I sometimes liken us to PBS (public supported television for our non-US members).  I see us as supported by our members through sponsorships and some merchandise purchases.  Right now, we're pretty much breaking even on the costs to run MT.  $2000 is a nice chunk of change, but not worth it to me if it goes against my beliefs and/or alienates our membership.  You guys -are- MartialTalk.  I've thought of alot of ways to keep things selfsupporting here.  So far, the banner ads are working, and the tee shirt sales helped a bit.  (if ya haven't got one, please check em out) 

I thought about a $5/yr membership fee (would cover the cost of our own server instead of sharing a box), but I doubt more than 50 folks would pay.  I've turned down several pop-up folks (this was the bigest so far), and a few non-MartialArts ads.

I think we have one of the best martialarts info sites out there.  We control who/what is advertized to an extent to ensure it stays within our guidelines.  Just don't think we should be endorsing viagra or depends, ya know?  

So, if ya think we're worth supporting, snag a forum or premium sponsorship, or buy a shirt.   (more shirts and other things are planned in the future, so shoot me your suggestions)

Thank you all again, for making this place a success. :asian:


----------



## Klondike93 (May 28, 2002)




----------



## Kirk (May 28, 2002)

> _Originally posted by Kaith Rustaz _
> 
> *I thought about a $5/yr membership fee (would cover the cost of our own server instead of sharing a box), but I doubt more than 50 folks would pay.  I've turned down several pop-up folks (this was the bigest so far), and a few non-MartialArts ads.
> *



Maybe think about some sort of extra "things" to give paying
members.  Ummm ... can't really think of what they might be.


----------



## Rich Parsons (May 28, 2002)

Kaith,

THanks for the High ROad!

NO POP UPS!

 

Have a nice day

Rich


----------



## GouRonin (May 29, 2002)

> _Originally posted by Kaith Rustaz _
> *So, if ya think we're worth supporting, snag a forum or premium sponsorship, or buy a shirt.   (more shirts and other things are planned in the future, so shoot me your suggestions)*



I like this place. My issues with the present methods of support are thus.

1)T-shirt. Whoah...I just can't do it man. Honest. I swear to god those t-shirts are made for women. I'm sorry. No can do. The colour, the logo... _**sigh**_ I'll wait for the next t-shirt editions. 

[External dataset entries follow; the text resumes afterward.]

PR #7016, opened 2024-07-26
CBG-4067: do not release doc sequence upon timeout error

gregns1:
CBG-4067

- Added check to only release doc sequences when a write error is **not** a timeout error. 
- Added some functionality to leaky bucket to force return a timeout error upon a successful write (open to ideas of better forcing a timeout here) 
- Test also covers us correctly releasing a doc sequence upon a different et error at write time by casuing conflict uszing leaky bucket functionality 

## Pre-review checklist

- [x] `GSI=true,xattrs=true` https://jenkins.sgwdev.com/job/SyncGateway-Integration/2617/

### DIFF
--- a/base/error.go
+++ b/base/error.go
@@ -237,7 +237,7 @@ func IsDocNotFoundError(err error) bool {
 	}
 }
 
-func IsTimeoutError(err error) bool {
+func IsTemporaryKvError(err error) bool {
 	if err == nil {
 		return false
 	}
@@ -250,6 +250,16 @@ func IsTimeoutError(err error) bool {
 	if errors.Is(err, gocb.ErrUnambiguousTimeout) {
 		return true
 	}
+	if errors.Is(err, gocb.ErrOverload) {
+		return true
+	}
+	if errors.Is(err, gocb.ErrTemporaryFailure) {
+		return true
+	}
+	if errors.Is(err, gocb.ErrCircuitBreakerOpen) {
+		return true
+	}
+
 	return false
 }
 
--- a/base/error.go
+++ b/base/error.go
@@ -237,27 +237,21 @@ func IsDocNotFoundError(err error) bool {
 	}
 }
 
+// IsTemporaryKvError returns true if a kv operation has an error that is likely to be ephemeral. This represents
+// situations where Couchbase Server is under load and would be expected to return a success or failure in a future call.
 func IsTemporaryKvError(err error) bool {
 	if err == nil {
 		return false
 	}
-	if errors.Is(err, ErrTimeout) {
-		return true
-	}
-	if errors.Is(err, gocb.ErrAmbiguousTimeout) {
-		return true
-	}
-	if errors.Is(err, gocb.ErrUnambiguousTimeout) {
-		return true
-	}
-	if errors.Is(err, gocb.ErrOverload) {
-		return true
-	}
-	if errors.Is(err, gocb.ErrTemporaryFailure) {
-		return true
-	}
-	if errors.Is(err, gocb.ErrCircuitBreakerOpen) {
-		return true
+	// define list of temporary errors
+	temporaryKVError := []error{ErrTimeout, gocb.ErrAmbiguousTimeout, gocb.ErrUnambiguousTimeout,
+		gocb.ErrOverload, gocb.ErrTemporaryFailure, gocb.ErrCircuitBreakerOpen}
+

2)Sponsorship. In transferring funds 45.00$ US becomes 67.50$CAN. For a year, that's ok, but then again it's text. Who wants a text link? No one that's who. Because everyone wants a graphic link because that's what people click on or at least associate better with. At 75.00 bucks US this becomes 112.50$CAN. I'm not that egocentric, (well, I probably am but even I draw the line at paying someone to discover how great I am) to pay for a personal link when I have my website listed in my info for my name.

A bit of a dilemma for me. Ideas?


----------



## Bob Hubbard (May 29, 2002)

Talk to the guys with the $$ and have -them- sponsor stuff.    I'd love to see a sponsor on each arts forum.  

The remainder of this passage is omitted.